Johns Hopkins just published an interesting summary of the research out today on treating mood disorders with hallucinogens. In the most recent Depression and Anxiety Health Alert, the author chronicles the history of hallucinogens and how they affect the central nervous system to release the right kind of neurotransmitters. Per Hopkins:
Hallucinogens (also called psychedelics) were a promising area of research in the 1960s and early 1970s, when they were being developed as possible treatments for a number of conditions, including depression, anxiety, and chronic pain. These drugs were banned in the ’70s and ’80s, however, after their recreational use became a widespread problem.
In 1990, the U.S. Food and Drug Administration (FDA) again began allowing researchers to study the effects of drugs like MDMA (also known as the street drug “Ecstasy”), psilocybin (“magic mushrooms”), and ketamine (“Special K”).

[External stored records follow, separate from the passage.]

Issue #1024, opened 2019-07-01
Automate Docker on Linux host IP address detection and injection


Jannis:
1. Write a script that
   * starts Docker Compose env
   * runs `docker inspect <graph node>` to get the host IP
   * stops Docker Compose env
   * puts the IP into `docker-compose.yml`
2. Document the script in README and on https://thegraph.com/docs/

j-mars:
Hello,

I tried running this in my Linux Virtual Machine (Ubuntu Mate) when doing a local quickstart.

`Note for Linux users: On Linux, host.docker.internal is not currently supported. Instead, you will have to replace it with the IP address of your Docker host (from the perspective of the Graph Node container). To do this, run:

$ CONTAINER_ID=$(docker container ls | grep graph-node | cut -d' ' -f1)
$ docker exec $CONTAINER_ID /bin/bash -c 'ip route | awk \'/^default via /{print $3}\''
This will print the host's IP address. Then, put it into docker-compose.yml:

$ sed -i -e 's/host.docker.internal/<IP ADDRESS>/g' docker-compose.yml`

And I couldn't get the IP Address - the graph-node gets stuck on INFO Connecting to Ethereum..., network: mainnet.

I tried following the solution depicted here: https://stackoverflow.com/questions/33102813/how-to-get-local-host-ip-address-in-docker-container

With no results as well

Jannis:
@j-mars Sorry for the delay, I was on vacation the last two weeks. Did you try running

```bash 
docker-compose up
```

followed by

```bash
CONTAINER_ID=$(docker container ls | grep graph-node | cut -d' ' -f1)
docker inspect $CONTAINER_ID
```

These drugs are thought to change the way the brain normally processes information and may provide people with mood disorders a new way of looking at the world and their problems.
MDMA. This illegal, hallucinogenic drug is generating interest to treat a variety of psychiatric conditions — most notably posttraumatic stress disorder (PTSD), in which a person experiences chronic psychological stress after a traumatic event such as a natural disaster, war, or sexual assault.
MDMA stimulates the central nervous system, causing the release of neurotransmitters such as serotonin and dopamine, which can have a powerful effect on thoughts and emotions. MDMA also increases brain levels of oxytocin, which arouses feelings of trust and confidence that can be particularly helpful during psychotherapy. The idea is that a dose of the drug, taken before a talk therapy session, may help individuals with PTSD reduce their fear and anxiety long enough to discuss and process the events that traumatized them.
Psilocybin. Similar to LSD, this illegal, hallucinogenic drug binds to serotonin receptors on neurons and mimics the effects of serotonin. Research is growing on its use for psychiatric conditions. One recent study suggested that the drug psilocybin might be helpful for obsessive-compulsive disorder (OCD). Nine people with severe, treatment-resistant OCD were assigned to receive up to four doses of psilocybin ranging from very low (sub-hallucinogenic) to high (completely hallucinogenic) on separate occasions. Participants spent at least eight hours at each session and then stayed overnight in a psychiatric unit for observation. The researchers found that all of the participants had marked reductions in OCD symptoms after taking the drug, and the improvement usually lasted at least 24 hours with no serious side effects.
Ketamine. This hallucinogenic drug is an FDA-approved general anesthetic that is being studied as a fast-acting antidepressant. Ketamine binds to receptors in the brain and blocks the neurotransmitter glutamate that normally activates neurons, thus producing a calming effect.
The Johns Hopkins emphasize the risk and uncertainty of these kinds of drugs.
Bottom line: Hallucinogenic drugs are attracting renewed attention as potential treatments for psychological disorders — particularly in people who have not responded to conventional treatments. By no means, however, are these drugs accepted treatments for mental disorders, and they should not be tried on your own or outside of a clinical trial. For a list of clinical trials, go to www.clinicaltrials.gov and search under the name of the drug.
I found this information interesting because I’m often asked about my stance on marijuana to treat chronic and treatment-resistant. While I think getting high is preferable to taking your life (and I’m not being flip with that statement), I think a person must take into account the considerable risks with marijuana use. According to the National Institute on Drug Abuse, getting high not only fails to adequately treat depression and anxiety, but may actually cause mood disorders. According to one of their articles on this topic:
A number of studies have shown an association between chronic marijuana use and increased rates of anxiety, depression, suicidal ideation, and schizophrenia. Some of these studies have shown age at first use to be a factor, where early use is a marker of vulnerability to later problems. However, at this time, it is not clear whether marijuana use causes mental problems, exacerbates them, or is used in attempt to self-medicate symptoms already in existence. Chronic marijuana use, especially in a very young person, may also be a marker of risk for mental illnesses, including addiction, stemming from genetic or environmental vulnerabilities, such as early exposure to stress or violence. At the present time, the strongest evidence links marijuana use and schizophrenia and/or related disorders. High doses of marijuana can produce an acute psychotic reaction; in addition, use of the drug may trigger the onset or relapse of schizophrenia in vulnerable individuals.
An article on About.com describes a phenomenon known as “amotivational syndrome” that happen to regular pot smokers: they become socially withdrawn and “perform at a level of everyday functioning well below their capacity prior to their marijuana use.” That sentence alone scares me away from the stuff, as most days I feel like I’m operating on one-third of a brain. The amotivational person feels relief from their symptoms; however, the experience may be an illusion of well-being if you look at his productivity level while he’s smoking dope.